As numerous small game and bird seasons are underway in the Ozarks, local agents from the Missouri Department of Conservation are constantly aware of poaching activity, illegal means of harvesting, as well as excessive waste crimes involving wildlife in Missouri’s hunting areas and waterways. 

One such instance of the latter transpired last week in the northwest portion of Cedar County when MDC agent Derek Farwell was alerted to a pile of dead waterfowl dumped near 1481 Rd. and Route N, in the Caplinger Mills area.

Making time to follow up on the report, Farewell made his way to the described location and found 13 birds — four geese and nine ducks — which had been shot, then dumped without any usable meat being harvested from any of the carcasses, making for a clear case of excessive waste — often referred to as want-and-waste.

“This is something none of us here in the department can stand,” Farewell said. “It’s a total waste, whether it’s just a thrill-kill or someone not wanting to clean what they’ve shot, there is just no sense in it.” 

Farwell also noted the crime’s impact may not just affect bird populations or the person(s) responsible for a wildlife crime because “it can make for a terrible image for all the ethical bird hunters out there who do the right thing, too.”

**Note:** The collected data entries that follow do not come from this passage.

PR #5216, opened 2016-08-18
(PUP-6631) ensure packages are not autoremoved

binford2k:
Someone with more Debian chops than me should review this heavily. I
don't know whether apt-mark is even installed by default on all Debian
flavors, or whether there will be unwanted side effects.

### DIFF
--- a/lib/puppet/provider/package/apt.rb
+++ b/lib/puppet/provider/package/apt.rb
@@ -12,6 +12,7 @@ Puppet::Type.type(:package).provide :apt, :parent => :dpkg, :source => :dpkg do
 
   commands :aptget => "/usr/bin/apt-get"
   commands :aptcache => "/usr/bin/apt-cache"
+  commands :aptmark => "/usr/bin/apt-mark"
   commands :preseed => "/usr/bin/debconf-set-selections"
 
   defaultfor :osfamily => :debian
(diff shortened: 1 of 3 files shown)


binford2k:
(and for the record, I don't see why it doesn't get marked as manual by default, since we're just calling `apt-get install`)

adrienthebo:
On debian 8:

```
root@c09f6df09c30:/# dpkg -S /usr/bin/apt-mark
apt: /usr/bin/apt-mark
```

branan:
I don't think this will actually fix the issue on the ticket. My understanding is that the issue is as follows:

* Install package `foo`, which depends on `bar`
* Apply a puppet manifest that wants `bar` installed. This is a no-op
* Uninstall `foo`. `bar` will be uninstalled.

The change that's needed, then, is that when Puppet has a package resource on debian it should consider it out-of-sync if that package isn't marked as `manual`, so that the marking can happen. Adding marking to all operations won't fix that, and shouldn't be necessary - any *explicit* call to install a package with apt-get will have already marked that package as `manual`

adrienthebo:
It is possible to make package marking work as desired, though it'll require more work. In order for a package to be marked that's not installed it needs to be treated as out of sync, which requires a new `mark` property. Let me know if you want to explore this implementation and I can give more details, but as it stands this pull request can't be merged since it doesn't address the root issue.

MosesMendoza:
@binford2k if you're interested in proceeding further with this PR, please ping @adrienthebo to continue with the needed changes. In the interim I'm going to go ahead and close this as it's not merge-able as is and its been a couple months, and we can reopen once changes are complete.

PR #5217, opened 2016-08-18
(PUP-6502) Reinstate dscl read for OSX user exists?

johnduarte:
This commit adds back the dscl read implementation for the `exists?`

Though Farwell would not comment on any leads or potential suspects, he confirmed his department’s involvement with the matter and an investigation currently is underway.

Farwell also encouraged anyone with information regarding this instance — or any questionable or illegal activity involving wildlife — to report any information they may have.

 “People can report this type of activity or any other type of poaching anonymously,” Farwell said. “They can call me directly or our Operation: Game Thief hotline. We always encourage communication from the community.”

Operation: Game Thief can be reached 24/7, toll-free by calling (800) 392-1111; Farwell can be reached personally by calling (417) 830-6162.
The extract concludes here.